Effect of Medication Nonadherence on Hospitalization and Mortality Among Patients With Diabetes Mellitus

Author Affiliations

Author Affiliations: Department of Medicine, Denver Veterans Affairs Medical Center (Drs Ho, Rumsfeld, and Plomondon), Colorado Health Outcomes Program (Drs Masoudi and Steiner), and Departments of Emergency Medicine and of Preventive Medicine and Biometrics (Dr Magid), University of Colorado Health Sciences Center; Clinical Research Unit, Kaiser Permanente of Colorado (Drs McClure and Magid); and Department of Medicine, Denver Health Medical Center (Dr Masoudi); Denver.

Arch Intern Med. 2006;166(17):1836-1841. doi:10.1001/archinte.166.17.1836

Background  Medication nonadherence may reduce the effectiveness of therapies. To our knowledge, the association between medication nonadherence and mortality remains unexplored outside the context of clinical trials.

Methods  A retrospective cohort study of 11 532 patients with diabetes mellitus in a managed care organization. Medication adherence was calculated as the proportion of days covered for filled prescriptions of oral hypoglycemics, antihypertensives, and statin medications. The primary outcomes of interest were all-cause hospitalization and all-cause mortality. Multivariable regression analyses were performed to assess the independent association between medication adherence and outcomes.
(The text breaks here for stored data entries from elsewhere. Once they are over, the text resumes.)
PR #342, opened 2024-10-21
Add Tests for UTF-8 Encoded Score and Count Files

bencap:


jstone-dev (approved):
Since the tests pass, all I've done is read the code and check the character encodings. But it looks fine to me!

PR #344, opened 2024-10-22
Update Permitted Licenses

bencap:
Changes include:
- A new `active` property within the database that indicates whether a license is active
- The associated DB migration
- A new `active` property on License view models to persist this property in API responses
- Tests for the license router
- Tests for (1) creating score sets with an invalid license (2) modifying a score set to have an invalid license, and (3) modifying a score set which has an in-active license is possible


jstone-dev (approved):
Is there any need to allow a superseding score set to retain the deprecated license of the score set it supersedes / corrects?

Beside that, no comments; this looks good to me.

(I also wonder whether any restrictions need to be placed on licenses for meta-analyses, but the question is independent of the current changes.)

bencap:
> Is there any need to allow a superseding score set to retain the deprecated license of the score set it supersedes / corrects?
> 
> Beside that, no comments; this looks good to me.
> 
> (I also wonder whether any restrictions need to be placed on licenses for meta-analyses, but the question is independent of the current changes.)

@jstone-dev I just checked the database and the current score sets with a superseding score set are all licensed by licenses which will not be deprecated. So I'm not too worried about current score sets. I'll add a backlog item for this so it doesn't disappear as an issue though.

PR #347, opened 2024-10-24
Not showing meta-analysis experiments in creating score set dropdown menu.

EstelleDa:
API codes for https://github.com/VariantEffect/mavedb-ui/issues/296


src/mavedb/lib/experiments.py
```diff
@@ -99,6 +99,17 @@ def search_experiments(
...
+    if search.meta_analysis is not None:
+        if not search.meta_analysis:
+            query = query.filter(
+                or_(
+                    # Keep experiments without any score sets
+                    not_(Experiment.score_sets.any()),
+                    # Keep experiments where score sets exist but have no meta_analyzes_score_sets
+                    Experiment.score_sets.any(not_(ScoreSet.meta_analyzes_score_sets.any()))
+                )
+            )
```
bencap, line 111: I think we should also support the inverse logic here as well: If a user supplies `meta_analysis: true` we should return only meta analysis score sets.

src/mavedb/routers/experiments.py
```diff
@@ -43,45 +43,6 @@
 )
 
 
-# TODO: Rewrite this function.
```
bencap, line 46: Lets retain this function-- I think it still has utility for just listing all experiments.

bencap (changes requested):
Thanks for the changes Estelle! Would you also be able to add a couple tests for the newly searchable meta analysis field? It might require a new meta analysis score set to be added to the test DB.

src/mavedb/lib/experiments.py
EstelleDa: I agree. I'll add it.

src/mavedb/routers/experiments.py
EstelleDa: Sure. I'll modify it so that we don't need to send the weird q to it.

bencap: I think it is ok to just leave it as is for this PR so we can get it released. We can just handle it at some point later-- it isn't hurting anything right now.

bencap (approved):
Sorry for the delay on this Estelle, looks good!

PR #348, opened 2024-10-24
Not allowing adding score set to meta-analysis experiment.

EstelleDa:
And also front end won't show Add Score Set button in meta-analysis experiment page.

### DIFF
--- a/src/mavedb/lib/permissions.py
+++ b/src/mavedb/lib/permissions.py
@@ -180,7 +180,7 @@ def has_permission(user_data: Optional[UserData], item: Base, action: Action) ->
         elif action == Action.ADD_SCORE_SET:
             # Not allow add score set in meta-analysis experiments.
             if any(score_set.meta_analyzes_score_sets for score_set in item.score_sets):
-                return PermissionResponse(False)
+                return PermissionResponse(False, 403, f"not allow to add score set in meta-analysis experiment")
             # Only permitted users can add a score set to a private experiment.
             elif user_may_edit or roles_permitted(active_roles, [UserRole.admin]):
                 return PermissionResponse(True)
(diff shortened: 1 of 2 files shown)


src/mavedb/lib/permissions.py
```diff
@@ -178,8 +178,11 @@ def has_permission(user_data: Optional[UserData], item: Base, action: Action) ->
             else:
                 return PermissionResponse(False)
         elif action == Action.ADD_SCORE_SET:
+            # Not allow add score set in meta-analysis experiments.
+            if any(score_set.meta_analyzes_score_sets for score_set in item.score_sets):
+                return PermissionResponse(False, 403, "not allow to add score set in meta-analysis experiment")
             # Only permitted users can add a score set to a private experiment.
-            if user_may_edit or roles_permitted(active_roles, [UserRole.admin]):
+            elif user_may_edit or roles_permitted(active_roles, [UserRole.admin]):
```
bencap, line 185: Instead of this being a check in the permissions function, I think it would be better if we check this right before adding the score set. I guess I would argue the user does technically have permission to add a score set to an experiment, it is just that in this particular case we don't allow that for these particular score set types.

EstelleDa: I struggled with where to put these checking codes before. I moved it to the `create_score_set` function. I think it's better than permissions function. The final effects are the same on the MaveDB website.

src/mavedb/routers/score_sets.py
```diff
@@ -334,6 +334,10 @@ async def create_score_set(
                 msg="Failed to create score set; The requested experiment does not exist.", extra=logging_context()
             )
             raise HTTPException(status_code=status.HTTP_400_BAD_REQUEST, detail="Unknown experiment")
+        # Not allow add score set in meta-analysis experiments.
+        if any(s.meta_analyzes_score_sets for s in experiment.score_sets):
+            raise HTTPException(status_code=status.HTTP_403_FORBIDDEN,
+                                detail="Not allow to add score set in meta-analysis experiment")
```
bencap, line 340:
```suggestion
                                detail="Score sets may not be added to a meta-analysis experiment.")
```

bencap (changes requested):
Thanks for the changes Estelle! Just had a suggestion on the response text but looks good otherwise.

bencap (approved):

PR #352, opened 2024-11-04
Target Category Constant

bencap:


jstone-dev (approved):
Looks good. I wondered at first if we really want to use custom types in the database, but on second thought it seemed like a good idea in this case to ensure correctness.

bencap:
Yeah, I was kinda torn too. I think where I fall is that I like the enums for fields that are their own database column. It's also nice to have them to take advantage of some built in pydantic validation on enum types.

PR #361, opened 2024-11-19
Contributor Provided Score Thresholds and Calibrations

bencap:


jstone-dev (commented):
Should we somehow document or validate the expected calibration keys?

Apart from this, no comments except for the one typo.

bencap:
> Should we somehow document or validate the expected calibration keys?
> 
> Apart from this, no comments except for the one typo.

@jstone-dev Are you talking about calibration keys in the sense of `pillar_project: {calibrations}` or the set of `thresholds, evidence_strengths, positive_likelihood_ratios`? 

For the former, I guess I just don't know what those will be at the moment but it does probably make sense to have a list of them which are valid-- especially before we open up an endpoint for contributors to add calibrations (if that ever happens). For the latter, I think the pydantic model validation should be sufficient for API users at least, although we should certainly work on improving our documentation in the upcoming months.

PR #365, opened 2024-12-04
Estelle/test meta analysis

EstelleDa:
Add some more basic test cases of meta analysis. Nearly the same as before, but changing the score set's creators.


tests/routers/test_score_set.py
```diff
@@ -1256,6 +1256,119 @@ def test_multiple_score_set_meta_analysis_multiple_experiment_sets_different_sco
...
+        None,
+        data_files / "scores.csv",
+        update={"title": "Test Meta Analysis", "metaAnalyzesScoreSetUrns": [score_set_1["urn"], score_set_2["urn"]]},
+    )
+    score_set_1_refresh = (client.get(f"/api/v1/score-sets/{score_set_1['urn']}")).json()
+    assert meta_score_set["metaAnalyzesScoreSetUrns"] == sorted([score_set_1["urn"], score_set_2["urn"]])
+    assert score_set_1_refresh["metaAnalyzedByScoreSetUrns"] == [meta_score_set["urn"]]
+
+    meta_score_set = (client.post(f"/api/v1/score-sets/{meta_score_set['urn']}/publish")).json()
+    assert meta_score_set["urn"] == "urn:mavedb:00000001-0-1"
```
bencap, line 1338: In so far as we check the URNs of test objects, I think we only need to check that the URN matches the URN RegEx.

tests/routers/test_score_set.py
```diff
@@ -1256,6 +1256,119 @@ def test_multiple_score_set_meta_analysis_multiple_experiment_sets_different_sco
...
+        None,
+        data_files / "scores.csv",
+        update={"title": "Test Meta Analysis", "metaAnalyzesScoreSetUrns": [score_set_1["urn"], score_set_2["urn"]]},
+    )
+    score_set_1_refresh = (client.get(f"/api/v1/score-sets/{score_set_1['urn']}")).json()
+    assert meta_score_set["metaAnalyzesScoreSetUrns"] == sorted([score_set_1["urn"], score_set_2["urn"]])
+    assert score_set_1_refresh["metaAnalyzedByScoreSetUrns"] == [meta_score_set["urn"]]
+
+    meta_score_set = (client.post(f"/api/v1/score-sets/{meta_score_set['urn']}/publish")).json()
+    assert meta_score_set["urn"] == "urn:mavedb:00000003-0-1"
```
bencap, line 1370: Same RegEx comment as above.

bencap (approved):
Looks good, thanks for adding these Estelle. Just left a couple minor comments.

tests/routers/test_score_set.py
EstelleDa: I added the RegEx checks to all meta-analysis tests, but I support keeping them cause the meta-analysis urn is more special. This way is more accurate. RegEx only confirms they match the basic rules, but can't make sure the middle one is number 0 or letters.

PR #2997, opened 2020-03-10
XRT-287 Support u250 XDMA PLP

houlz0507:


houlz0507:
> default P2P BAR becomes 32M now??

No, this function is actually looking up DMA BAR. I would rule out the user_bar (bar 0) without reading any register in BAR0. Using a 32M check will be simplest change. Otherwise, we need to provide a XDMA API to configure DMA bar.

PR #2999, opened 2020-03-10
adding u55n, u55c and u50lv device ID support

sjmoneill:
Added support for following device IDs to devices.h
u55n - 0x5058. 0x5059, no golden image, using BLP based recovery
u55c - 0x505C. 0x505D, no golden image, using BLP based recovery
u50lv - 0x5060. 0x5061, no golden image, using BLP based recovery
Change is verbose, i.e. largely replicated u50 tables. This could be condensed somewhat as all cards are raptor 2.0 and very similar to u50

Also fixed an issue in xocl_subdev.c. The code to append '_recovery' to the vbnv when VSEC platform info is XOCL_VSEC_PLAT_RECOVERY (0) was crashing the server.

### DIFF
--- a/src/runtime_src/core/pcie/driver/linux/xocl/devices.h
+++ b/src/runtime_src/core/pcie/driver/linux/xocl/devices.h
@@ -2111,6 +2111,60 @@ struct xocl_subdev_map {
 		.board_name = "u50"					\
 	}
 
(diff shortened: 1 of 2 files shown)


maxzhen:
ok to test

PR #3003, opened 2020-03-10
CR-1056370 fix and debug mode added

sarab96:
1) Fix for CR-1056370: timeout fixed for work_item command
2) Added debug modes

### DIFF
--- a/src/runtime_src/core/common/config_reader.h
+++ b/src/runtime_src/core/common/config_reader.h
@@ -264,6 +264,16 @@ get_xclbin_programming()
 }
 
 /**
+ * Enable xma mode2 = only one cu command submission per xma_session at a time
+ */
+inline bool
+get_xma_mode2()
+{
+  static bool value = detail::get_bool_value("Runtime.xma_mode2", false);
+  return value;
+}
+
+/**
  * Enable / Disable kernel driver scheduling when running in hardware.
  * If disabled, xrt will be scheduling either using the software scheduler
  * (sws) or the microblaze scheduler (mbs) if ert is enabled
--- a/src/runtime_src/core/common/config_reader.h
+++ b/src/runtime_src/core/common/config_reader.h
@@ -264,7 +264,7 @@ get_xclbin_programming()
 }
 
 /**
- * Enable xma mode2 = only one cu command submission per xma_session at a time
+ * Enable xma mode2 = only two cu command submission per xma_session at a time
  */
 inline bool
 get_xma_mode2()
--- a/src/xma/include/xma.h
+++ b/src/xma/include/xma.h
@@ -57,6 +57,7 @@ int32_t xma_get_default_ddr_index(int32_t dev_index, int32_t cu_index, char* cu_
 void xma_get_session_cmd_load(void);
 
 void xma_enable_mode1(void);//Hidden mode. To allow bulk submission of cu commands
+void xma_enable_mode2(void);//Hidden mode. To allow only one cu command submission per session at a time
 
 #ifdef __cplusplus
 }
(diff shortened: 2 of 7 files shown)


src/xma/src/xmaapi/xma_utils.cpp
```diff
@@ -506,8 +506,25 @@ int32_t get_default_ddr_index(int32_t dev_index, int32_t cu_index) {
 }
 
 void xma_enable_mode1(void) {
+    if (xrt_core::config::get_xma_mode2()) {
+        xma_logmsg(XMA_ERROR_LOG, XMAUTILS_MOD, "xma_enable_mode1: Mode2 is selected. Use either mode1 or mode2");
```
rozumx: Error message is a little confusing...could you elaborate a little bit more.  Something like:

> xma_enable_mode1: Mismatch between modes - The config currently is using mode2, but the code flow is enabling mode1.

src/xma/src/xmaapi/xma_utils.cpp
```diff
@@ -506,8 +506,25 @@ int32_t get_default_ddr_index(int32_t dev_index, int32_t cu_index) {
...
+        return;
+    }
+    if (g_xma_singleton->num_execbos != 3) {
+        xma_logmsg(XMA_ERROR_LOG, XMAUTILS_MOD, "xma_enable_mode1: Mode already changed");
```
rozumx: Update the error message:
xma_enable_mode1: Mode1 already in effect, no action taken.

src/xma/src/xmaapi/xmaapi.cpp
```diff
@@ -17,11 +17,6 @@
 
 #include <sys/stat.h>
 #include <sys/types.h>
-#include <errno.h>
```
rozumx: Thank you for cleaning up un-needed header files.

src/xma/include/xma.h
```diff
@@ -57,6 +57,7 @@ int32_t xma_get_default_ddr_index(int32_t dev_index, int32_t cu_index, char* cu_
 void xma_get_session_cmd_load(void);
 
 void xma_enable_mode1(void);//Hidden mode. To allow bulk submission of cu commands
```
rozumx: Consider refactoring` xma_enable_mode1()` and `xma_enable_mode2()` to be 1 method, in case there every is a future "mode3".  For example: 
`xma_enable_mode(unsigned int mode) {}`

sarab96: good suggestion. Keeping them separate because mode1 should be rarely used. And separate debug modes seem better for clarity

src/xma/src/xmaapi/xma_utils.cpp
sarab96: done

src/runtime_src/core/common/config_reader.h
```diff
@@ -263,6 +263,16 @@ get_xclbin_programming()
   return get_xclbin_programing();
 }
 
+/**
+ * Enable xma mode2 = only one cu command submission per xma_session at a time
+ */
+inline bool
+get_xma_mode2()
```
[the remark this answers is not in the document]
sarab96: This is for ini setting. So allowed only for a given application run and only one xclbin per application run. More in comment to other question below.

src/xma/src/xmaapi/xma_utils.cpp
sarab96: These are debug modes. Either mode1 or mode2 can be used for an application run. Made change to the code. Safety check if mode is already changed.

abalasa:
retest this please

PR #3009, opened 2020-03-11
XRT-106: Created a bootloader for xbutil2/xbmgmt2

rozumx:
Created a bootloader for both xbutil2/xbmgmt2 for both Windows and Linux
Work Done
-----------
+ Move the target binary output files to xrt/bin/unwrapped
+ Created wrapper scripts that parse the options looking for a "new" option.  If found, then xbutil2/xbmgmt2 will be called on Linux.  On Windows, a simple message is produced indicating that the "new" option is only valid on Linux.
+ Created a loader script that will:
  a. Find the unwrapped executable
  b. Setup the environment
  c. Call the unwrapped executable (minus any reserved options)
+ Added support to the Linux script detect if it is being called from Windows, if so, it will redirect the call to the Windows batch script.
+ Updated various CMake configuration files to support this flow.


src/runtime_src/tools/loader/xbmgmt
```diff
@@ -0,0 +1,45 @@
+#!/bin/bash
```
stsoe: I think individual application loaders should live under the application, e.g. tools/xbmgmt2.  I realize the loader is for both legacy xbmgmt and new xbmgmt2 but I still think it belongs with latter.   Ditto for xbutil loader.

sonals: We do need to support use case where end users can run /opt/xilinx/xrt/bin/xbutil without setting up paths, etc. This works today and should work as we move to loaders.

stsoe: @sonals , I don't understand your comment in the context?  My comment merely suggested where the loader lives in our source tree, not where they are installed.  They obviously are installed under /opt/xilinx/xrt/bin.

rozumx: @sonals This wrapper solution support your use-case.  In fact, it is even better, let me explain.

In the past, if the user invoked xbutil directly, there was always a possibility of the wrong XRT shared libraries being used (especially when the user invokes xbutil from the TA and has XILINX_XRT pointing to a local installed version).   If you recall, during 2018.2-XDF we had just this issue which it caused a lot of "random" problems.

With this wrapper solution, it is guaranteed that when the actual binary version of xbutil/xbmgmt is execute, the shared XRT libraries associated with xbutil/xbmgmt will be used (thanks to the loader).

rozumx:
@stsoe The code has been updated to your suggestion.

PR #3012, opened 2020-03-11
CR-1057132: xocl qdma: add setting of stm register base during devive probe

karenx-xilinx:
For CR-1057132


abalasa:
retest this please

karenx-xilinx:
Add an extra parameter of STM register base when probing the qdma device.

Tested with u200 qdma image in the 2020.1_latest.

PR #3026, opened 2020-03-13
xbmgmt2 control flow fixes

AShivangi:
- enforce device specification for xbmgmt2 program but not for xbmgmt2 scan (default is "all")

Eg:
   xbmgmt2 status --report=scan --device=all _[works]_
   xbmgmt2 status --report=scan _[works: reports for all devices]_
   xbmgmt2 program --update --device=all _[works]_
   xbmgmt2 program --update _[throws an error]_

- flash_type is present in many locations, so don't fail when not found. Look check all locations before throwing an error

### DIFF
--- a/src/runtime_src/core/tools/common/XBUtilities.cpp
+++ b/src/runtime_src/core/tools/common/XBUtilities.cpp
@@ -284,7 +284,8 @@ XBUtilities::wrap_paragraphs( const std::string & _unformattedString,
 void
 XBUtilities::parse_device_indices(std::vector<uint16_t> &device_indices, const std::string &device)
 {
-  if(boost::iequals(device, "all")) {
+  //if no device is passed or "all" is specified, parse all devices
+  if(boost::iequals(device, "all") || device.empty()) {
     ::verbose("Sub command : --device");
     //get all devices
     auto total = xrt_core::get_total_devices(false).first;
@@ -294,7 +295,7 @@ XBUtilities::parse_device_indices(std::vector<uint16_t> &device_indices, const s
     for(uint16_t i = 0; i < total; i++) {
       device_indices.push_back(i);
     }
-  } else if (!device.empty()) {
+  } else {
     ::verbose("Sub command : --device");
     using tokenizer = boost::tokenizer< boost::char_separator<char> >;
     boost::char_separator<char> sep(", ");
--- a/src/runtime_src/core/tools/xbmgmt2/SubCmdProgram.cpp
+++ b/src/runtime_src/core/tools/xbmgmt2/SubCmdProgram.cpp
@@ -491,7 +491,7 @@ SubCmdProgram::execute(const SubCmdOptions& _options) const
 //                     Download the accelerator program for card 2
 //                       xbutil program -d 2 -p a.xclbin
 {
-  XBU::verbose("SubCommand: examine");
+  XBU::verbose("SubCommand: program");
 
   XBU::verbose("Option(s):");
   for (auto & aString : _options) {
@@ -589,7 +589,9 @@ SubCmdProgram::execute(const SubCmdOptions& _options) const
   }
 
   // get all device IDs to be processed
-  std::vector<uint16_t> device_indices; //instead of saving this, can we save Flasher objects?
+  if(device.empty())
+    throw xrt_core::error("Please specify a device using --device option");
+  std::vector<uint16_t> device_indices;
   XBU::parse_device_indices(device_indices, device);
 
   if (!update.empty()) {
--- a/src/runtime_src/core/tools/xbmgmt2/flash/flasher.cpp
+++ b/src/runtime_src/core/tools/xbmgmt2/flash/flasher.cpp
@@ -40,36 +40,38 @@ Flasher::E_FlasherType Flasher::getFlashType(std::string typeStr)
 {
     std::string err;
     E_FlasherType type = E_FlasherType::UNKNOWN;
-    if (typeStr.empty())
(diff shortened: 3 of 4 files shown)


abalasa:
retest this please

src/runtime_src/core/tools/xbmgmt2/flash/flasher.cpp
```diff
@@ -40,36 +40,38 @@ Flasher::E_FlasherType Flasher::getFlashType(std::string typeStr)
...
-    if (typeStr.empty())
-      typeStr = xrt_core::device_query<xrt_core::query::flash_type>(m_device);
 
-    if (typeStr.empty())
-    {
-        getProgrammingTypeFromDeviceName(mFRHeader.VBNVName, type);
-    }
-    else if (typeStr.compare("spi") == 0)
-    {
+    // check various locations for flash_type
```
rozumx: Add some more documentation around this code on why this is needed...for future developers.

src/runtime_src/core/tools/xbmgmt2/flash/flasher.cpp
```diff
@@ -40,36 +40,38 @@ Flasher::E_FlasherType Flasher::getFlashType(std::string typeStr)
...
+        if (typeStr.empty())
+          typeStr = xrt_core::device_query<xrt_core::query::flash_type>(m_device);
+    } catch (...) {}
+    try {
+        if (typeStr.empty())
+            getProgrammingTypeFromDeviceName(mFRHeader.VBNVName, type);
+    } catch (...) {}
+    
+    //map flash_tyoe str to E_FlasherType
+    if (typeStr.compare("spi") == 0) {
```
rozumx: This code is converting a string value to an enumeration value, which could be useful elsewhere in the code.   Please do refactor to code into a helping function.   Something similar to `E_FlasherType getFlasherType(const string & typeStr);`

src/runtime_src/core/tools/xbmgmt2/flash/flasher.cpp
```diff
@@ -36,43 +36,54 @@
...
     }
-    else if (typeStr.compare("ospi_versal") == 0)
-    {
+    else if (typeStr.compare("ospi_versal") == 0) {
         type = E_FlasherType::OSPIVERSAL;
     }
-    else
-    {
-        std::cout << "Unknown flash type: " << typeStr << std::endl;
+    else {
```
rozumx: Being that the enum E_FlasherType has an UNKNOWN value, please return this value instead of throwing an exception.  

It will be the responsibility of the calling code to determine if an exception needs to be thrown.

src/runtime_src/core/tools/xbmgmt2/flash/flasher.cpp
```diff
@@ -36,43 +36,54 @@
...
-    if (typeStr.empty())
-    {
-        getProgrammingTypeFromDeviceName(mFRHeader.VBNVName, type);
-    }
-    else if (typeStr.compare("spi") == 0)
-    {
+/* 
+ * map flash_tyoe str to E_FlasherType
+ */
+void Flasher::typeStr_to_E_FlasherType(const std::string& typeStr, E_FlasherType &type)
```
rozumx: This method should return back the enumeration type, as opposed to via a return variable.   Doing so allows the calling program to act upon the value instead of first creating a variable and then setting it.

src/runtime_src/core/tools/xbmgmt2/flash/flasher.cpp
```diff
@@ -36,43 +36,54 @@
...
+    try {
+        if (typeStr.empty())
+          typeStr = xrt_core::device_query<xrt_core::query::flash_type>(m_device);
+    } catch (...) {}
+    try {
+        if (typeStr.empty())
+            getProgrammingTypeFromDeviceName(mFRHeader.VBNVName, type);
+    } catch (...) {}
+    
+    typeStr_to_E_FlasherType(typeStr, type);
```
rozumx: Check here to determine if the enumeration value is valid, if not then throw an exception.

src/runtime_src/core/tools/common/XBUtilities.cpp
```diff
@@ -284,7 +284,8 @@ XBUtilities::wrap_paragraphs( const std::string & _unformattedString,
 void
 XBUtilities::parse_device_indices(std::vector<uint16_t> &device_indices, const std::string &device)
 {
-  if(boost::iequals(device, "all")) {
+  //if no device is passed or "all" is specified, parse all devices
+  if(boost::iequals(device, "all") || device.empty()) {
```
rozumx: (minor item)
This functionality does work.  You might wish to consider to break this logic into to separate lines for future EoU reading.  For example:
```
bool parse_all_devices = device.empty() | boost::iequals("device", "all");
if (parse_all_devices) {
```

src/runtime_src/core/tools/xbmgmt2/SubCmdProgram.cpp
```diff
@@ -589,7 +589,9 @@ SubCmdProgram::execute(const SubCmdOptions& _options) const
   }
 
   // get all device IDs to be processed
-  std::vector<uint16_t> device_indices; //instead of saving this, can we save Flasher objects?
+  if(device.empty())
+    throw xrt_core::error("Please specify a device using --device option");
+  std::vector<uint16_t> device_indices;
```
rozumx: Add a new line, especially since there is no {} for the if statement above.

Results  Nonadherent patients (proportion of days covered, <80%; prevalence, 21.3%) were younger and had fewer comorbidities compared with adherent patients. During follow-up, nonadherent patients had higher glycosylated hemoglobin, systolic and diastolic blood pressure, and low-density lipoprotein cholesterol levels. In unadjusted analyses, nonadherent patients had higher all-cause hospitalization (23.2% vs 19.2%, P<.001) and higher all-cause mortality (5.9% vs 4.0%, P<.001). In multivariable analyses, medication nonadherence remained significantly associated with increased risks for all-cause hospitalization (odds ratio, 1.58; 95% confidence interval, 1.38-1.81; P<.001) and for all-cause mortality (odds ratio, 1.81; 95% confidence interval, 1.46-2.23; P<.001). The findings were consistent across patient subgroups and using different cutoffs for the proportion of days covered.

Conclusions  Medication nonadherence is prevalent among patients with diabetes mellitus and is associated with adverse outcomes. Interventions are needed to increase medication adherence so that patients can realize the full benefit of prescribed therapies.